Extracted records:
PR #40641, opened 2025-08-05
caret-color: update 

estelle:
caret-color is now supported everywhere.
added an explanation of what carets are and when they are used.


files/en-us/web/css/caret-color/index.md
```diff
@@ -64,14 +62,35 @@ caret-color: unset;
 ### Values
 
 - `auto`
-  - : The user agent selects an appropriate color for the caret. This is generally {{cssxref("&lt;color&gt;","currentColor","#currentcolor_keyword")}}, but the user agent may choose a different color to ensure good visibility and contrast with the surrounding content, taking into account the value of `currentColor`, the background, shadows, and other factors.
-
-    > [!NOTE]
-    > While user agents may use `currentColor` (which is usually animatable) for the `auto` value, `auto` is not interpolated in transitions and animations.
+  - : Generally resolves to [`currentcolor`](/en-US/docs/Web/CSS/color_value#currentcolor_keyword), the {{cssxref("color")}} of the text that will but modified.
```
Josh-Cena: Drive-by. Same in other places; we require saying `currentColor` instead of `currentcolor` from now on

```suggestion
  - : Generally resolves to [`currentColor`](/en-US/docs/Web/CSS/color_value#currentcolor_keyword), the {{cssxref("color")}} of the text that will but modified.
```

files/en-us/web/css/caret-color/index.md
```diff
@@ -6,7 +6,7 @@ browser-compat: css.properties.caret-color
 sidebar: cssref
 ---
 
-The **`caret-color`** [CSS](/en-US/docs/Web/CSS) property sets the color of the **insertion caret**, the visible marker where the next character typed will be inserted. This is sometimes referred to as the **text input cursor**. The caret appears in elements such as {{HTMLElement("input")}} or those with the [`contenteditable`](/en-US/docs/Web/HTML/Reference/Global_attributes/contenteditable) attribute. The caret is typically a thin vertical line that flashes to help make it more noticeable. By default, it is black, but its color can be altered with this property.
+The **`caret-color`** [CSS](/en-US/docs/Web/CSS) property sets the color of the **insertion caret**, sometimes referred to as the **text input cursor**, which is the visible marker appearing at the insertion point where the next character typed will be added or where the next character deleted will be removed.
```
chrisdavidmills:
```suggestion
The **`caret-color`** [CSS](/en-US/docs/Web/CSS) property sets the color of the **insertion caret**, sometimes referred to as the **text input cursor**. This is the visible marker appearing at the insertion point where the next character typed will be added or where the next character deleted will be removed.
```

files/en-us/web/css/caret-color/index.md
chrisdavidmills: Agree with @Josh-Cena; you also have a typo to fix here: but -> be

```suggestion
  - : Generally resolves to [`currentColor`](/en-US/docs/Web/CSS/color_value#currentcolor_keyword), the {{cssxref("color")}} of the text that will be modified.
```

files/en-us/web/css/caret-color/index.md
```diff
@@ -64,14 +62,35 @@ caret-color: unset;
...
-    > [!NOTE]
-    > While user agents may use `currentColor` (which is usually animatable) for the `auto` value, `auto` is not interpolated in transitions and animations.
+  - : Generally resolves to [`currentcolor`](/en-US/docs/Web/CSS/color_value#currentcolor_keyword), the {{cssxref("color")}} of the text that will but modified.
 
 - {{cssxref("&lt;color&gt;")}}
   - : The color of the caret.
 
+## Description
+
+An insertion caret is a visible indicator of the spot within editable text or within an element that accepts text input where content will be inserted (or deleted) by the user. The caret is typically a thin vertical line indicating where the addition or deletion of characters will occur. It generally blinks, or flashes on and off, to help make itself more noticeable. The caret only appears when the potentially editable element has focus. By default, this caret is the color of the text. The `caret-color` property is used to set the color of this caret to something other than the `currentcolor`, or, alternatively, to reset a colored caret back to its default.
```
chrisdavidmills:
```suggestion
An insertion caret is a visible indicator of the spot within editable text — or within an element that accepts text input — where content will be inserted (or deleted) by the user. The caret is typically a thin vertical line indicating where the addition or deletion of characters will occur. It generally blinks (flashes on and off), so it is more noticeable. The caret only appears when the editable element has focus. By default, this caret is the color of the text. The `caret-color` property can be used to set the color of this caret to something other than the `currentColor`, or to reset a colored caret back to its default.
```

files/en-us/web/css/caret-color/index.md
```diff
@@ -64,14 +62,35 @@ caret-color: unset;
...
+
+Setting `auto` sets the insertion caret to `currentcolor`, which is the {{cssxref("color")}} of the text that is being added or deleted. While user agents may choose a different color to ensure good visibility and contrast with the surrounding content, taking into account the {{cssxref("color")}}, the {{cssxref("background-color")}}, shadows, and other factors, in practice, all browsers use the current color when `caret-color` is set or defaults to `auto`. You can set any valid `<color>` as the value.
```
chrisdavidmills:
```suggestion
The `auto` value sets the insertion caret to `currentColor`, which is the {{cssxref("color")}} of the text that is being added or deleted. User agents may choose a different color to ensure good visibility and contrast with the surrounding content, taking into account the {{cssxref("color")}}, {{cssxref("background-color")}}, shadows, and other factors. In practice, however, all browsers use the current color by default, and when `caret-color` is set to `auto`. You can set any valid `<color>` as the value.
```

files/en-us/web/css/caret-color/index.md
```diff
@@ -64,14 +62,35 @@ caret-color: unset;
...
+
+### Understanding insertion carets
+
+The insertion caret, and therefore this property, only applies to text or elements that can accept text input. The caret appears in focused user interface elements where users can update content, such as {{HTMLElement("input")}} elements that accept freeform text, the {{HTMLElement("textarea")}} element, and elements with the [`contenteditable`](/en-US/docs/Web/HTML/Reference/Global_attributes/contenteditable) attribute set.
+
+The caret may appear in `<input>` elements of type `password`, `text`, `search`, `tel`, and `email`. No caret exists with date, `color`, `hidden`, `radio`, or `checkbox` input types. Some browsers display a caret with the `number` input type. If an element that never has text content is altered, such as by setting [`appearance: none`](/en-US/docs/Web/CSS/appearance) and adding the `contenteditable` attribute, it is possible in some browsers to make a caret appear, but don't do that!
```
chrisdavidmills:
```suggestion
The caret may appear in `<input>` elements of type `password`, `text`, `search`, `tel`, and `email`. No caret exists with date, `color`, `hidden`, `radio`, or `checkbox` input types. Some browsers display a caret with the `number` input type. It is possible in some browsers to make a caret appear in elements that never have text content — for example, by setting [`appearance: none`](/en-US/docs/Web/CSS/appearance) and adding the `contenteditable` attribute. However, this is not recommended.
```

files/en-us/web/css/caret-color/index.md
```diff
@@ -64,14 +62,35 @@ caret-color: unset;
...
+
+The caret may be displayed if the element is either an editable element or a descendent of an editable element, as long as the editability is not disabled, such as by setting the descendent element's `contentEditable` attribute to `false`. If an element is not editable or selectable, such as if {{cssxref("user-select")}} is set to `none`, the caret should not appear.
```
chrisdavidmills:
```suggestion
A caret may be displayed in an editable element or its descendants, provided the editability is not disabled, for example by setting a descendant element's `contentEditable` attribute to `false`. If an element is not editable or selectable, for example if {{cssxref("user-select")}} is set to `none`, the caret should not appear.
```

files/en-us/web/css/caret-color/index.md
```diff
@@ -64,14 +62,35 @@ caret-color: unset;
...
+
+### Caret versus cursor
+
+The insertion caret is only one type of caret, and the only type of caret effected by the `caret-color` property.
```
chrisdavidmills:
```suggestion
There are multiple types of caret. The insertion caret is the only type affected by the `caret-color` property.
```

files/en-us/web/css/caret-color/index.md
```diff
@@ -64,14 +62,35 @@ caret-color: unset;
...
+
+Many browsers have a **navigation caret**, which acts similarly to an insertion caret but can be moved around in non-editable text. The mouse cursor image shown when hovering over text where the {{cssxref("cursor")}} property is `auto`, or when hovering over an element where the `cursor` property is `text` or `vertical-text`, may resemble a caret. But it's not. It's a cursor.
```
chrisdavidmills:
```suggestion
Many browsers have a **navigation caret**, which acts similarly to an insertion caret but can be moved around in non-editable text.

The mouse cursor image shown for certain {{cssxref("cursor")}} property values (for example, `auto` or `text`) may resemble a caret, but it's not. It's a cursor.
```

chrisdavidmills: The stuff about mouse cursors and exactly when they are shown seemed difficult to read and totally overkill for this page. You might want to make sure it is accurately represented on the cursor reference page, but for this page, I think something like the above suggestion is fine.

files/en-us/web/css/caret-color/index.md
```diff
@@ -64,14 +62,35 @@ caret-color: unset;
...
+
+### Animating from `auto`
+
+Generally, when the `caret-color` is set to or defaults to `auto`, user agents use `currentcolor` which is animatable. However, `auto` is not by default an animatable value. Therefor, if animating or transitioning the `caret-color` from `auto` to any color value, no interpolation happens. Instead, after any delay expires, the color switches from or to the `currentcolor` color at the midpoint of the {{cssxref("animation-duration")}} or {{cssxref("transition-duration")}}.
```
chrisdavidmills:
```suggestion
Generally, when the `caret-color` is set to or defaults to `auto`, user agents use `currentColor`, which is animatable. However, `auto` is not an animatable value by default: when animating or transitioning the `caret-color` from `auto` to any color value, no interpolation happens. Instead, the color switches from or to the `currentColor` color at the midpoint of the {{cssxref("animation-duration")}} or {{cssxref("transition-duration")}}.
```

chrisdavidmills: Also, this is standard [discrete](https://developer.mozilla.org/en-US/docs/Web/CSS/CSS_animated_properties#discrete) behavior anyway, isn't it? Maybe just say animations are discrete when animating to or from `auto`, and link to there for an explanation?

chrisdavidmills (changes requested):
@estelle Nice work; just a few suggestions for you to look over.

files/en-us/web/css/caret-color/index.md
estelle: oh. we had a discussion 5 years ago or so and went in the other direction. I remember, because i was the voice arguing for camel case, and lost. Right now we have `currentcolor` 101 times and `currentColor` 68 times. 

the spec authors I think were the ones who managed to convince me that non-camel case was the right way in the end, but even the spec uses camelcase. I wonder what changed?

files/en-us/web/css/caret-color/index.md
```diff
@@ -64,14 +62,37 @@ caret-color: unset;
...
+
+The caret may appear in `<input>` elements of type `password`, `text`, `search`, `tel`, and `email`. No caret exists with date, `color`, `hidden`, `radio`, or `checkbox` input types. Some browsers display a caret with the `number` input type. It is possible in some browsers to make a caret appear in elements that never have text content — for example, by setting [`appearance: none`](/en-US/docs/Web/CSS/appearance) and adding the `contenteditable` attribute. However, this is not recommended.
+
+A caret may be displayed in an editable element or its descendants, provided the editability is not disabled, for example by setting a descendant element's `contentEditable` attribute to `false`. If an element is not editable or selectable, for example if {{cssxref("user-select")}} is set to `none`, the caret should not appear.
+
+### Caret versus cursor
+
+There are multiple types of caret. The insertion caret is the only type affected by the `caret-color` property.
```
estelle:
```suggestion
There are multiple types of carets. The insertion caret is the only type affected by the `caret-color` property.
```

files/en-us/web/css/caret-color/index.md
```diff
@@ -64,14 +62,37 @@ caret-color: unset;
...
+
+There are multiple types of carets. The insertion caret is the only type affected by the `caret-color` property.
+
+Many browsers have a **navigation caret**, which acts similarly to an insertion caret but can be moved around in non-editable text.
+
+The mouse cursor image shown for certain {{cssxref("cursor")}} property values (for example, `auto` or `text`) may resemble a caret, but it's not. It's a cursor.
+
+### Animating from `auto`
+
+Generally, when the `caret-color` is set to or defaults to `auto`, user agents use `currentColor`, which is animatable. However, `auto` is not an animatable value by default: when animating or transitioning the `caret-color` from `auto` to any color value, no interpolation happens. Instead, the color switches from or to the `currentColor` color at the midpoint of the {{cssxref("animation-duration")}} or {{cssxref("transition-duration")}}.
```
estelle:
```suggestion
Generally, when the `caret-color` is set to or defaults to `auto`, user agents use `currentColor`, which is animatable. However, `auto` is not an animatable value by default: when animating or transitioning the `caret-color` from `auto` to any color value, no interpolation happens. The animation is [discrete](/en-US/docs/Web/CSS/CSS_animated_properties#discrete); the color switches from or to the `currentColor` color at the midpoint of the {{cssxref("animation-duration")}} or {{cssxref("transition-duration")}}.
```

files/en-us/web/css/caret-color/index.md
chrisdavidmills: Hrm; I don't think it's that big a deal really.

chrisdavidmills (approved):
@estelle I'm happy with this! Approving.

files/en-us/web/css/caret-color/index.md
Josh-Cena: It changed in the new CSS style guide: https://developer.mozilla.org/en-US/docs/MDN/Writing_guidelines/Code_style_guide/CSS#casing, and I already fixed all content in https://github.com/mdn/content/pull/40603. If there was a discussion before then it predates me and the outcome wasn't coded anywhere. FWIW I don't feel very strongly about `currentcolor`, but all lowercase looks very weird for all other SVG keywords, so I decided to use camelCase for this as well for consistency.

— What to work on —
Show every line above in which the word "have" is found.

— Completed task —
chrisdavidmills: Agree with @Josh-Cena; you also have a typo to fix here: but -> be
The caret may appear in `<input>` elements of type `password`, `text`, `search`, `tel`, and `email`. No caret exists with date, `color`, `hidden`, `radio`, or `checkbox` input types. Some browsers display a caret with the `number` input type. It is possible in some browsers to make a caret appear in elements that never have text content — for example, by setting [`appearance: none`](/en-US/docs/Web/CSS/appearance) and adding the `contenteditable` attribute. However, this is not recommended.
+Many browsers have a **navigation caret**, which acts similarly to an insertion caret but can be moved around in non-editable text. The mouse cursor image shown when hovering over text where the {{cssxref("cursor")}} property is `auto`, or when hovering over an element where the `cursor` property is `text` or `vertical-text`, may resemble a caret. But it's not. It's a cursor.
Many browsers have a **navigation caret**, which acts similarly to an insertion caret but can be moved around in non-editable text.
estelle: oh. we had a discussion 5 years ago or so and went in the other direction. I remember, because i was the voice arguing for camel case, and lost. Right now we have `currentcolor` 101 times and `currentColor` 68 times. 
+The caret may appear in `<input>` elements of type `password`, `text`, `search`, `tel`, and `email`. No caret exists with date, `color`, `hidden`, `radio`, or `checkbox` input types. Some browsers display a caret with the `number` input type. It is possible in some browsers to make a caret appear in elements that never have text content — for example, by setting [`appearance: none`](/en-US/docs/Web/CSS/appearance) and adding the `contenteditable` attribute. However, this is not recommended.
+Many browsers have a **navigation caret**, which acts similarly to an insertion caret but can be moved around in non-editable text.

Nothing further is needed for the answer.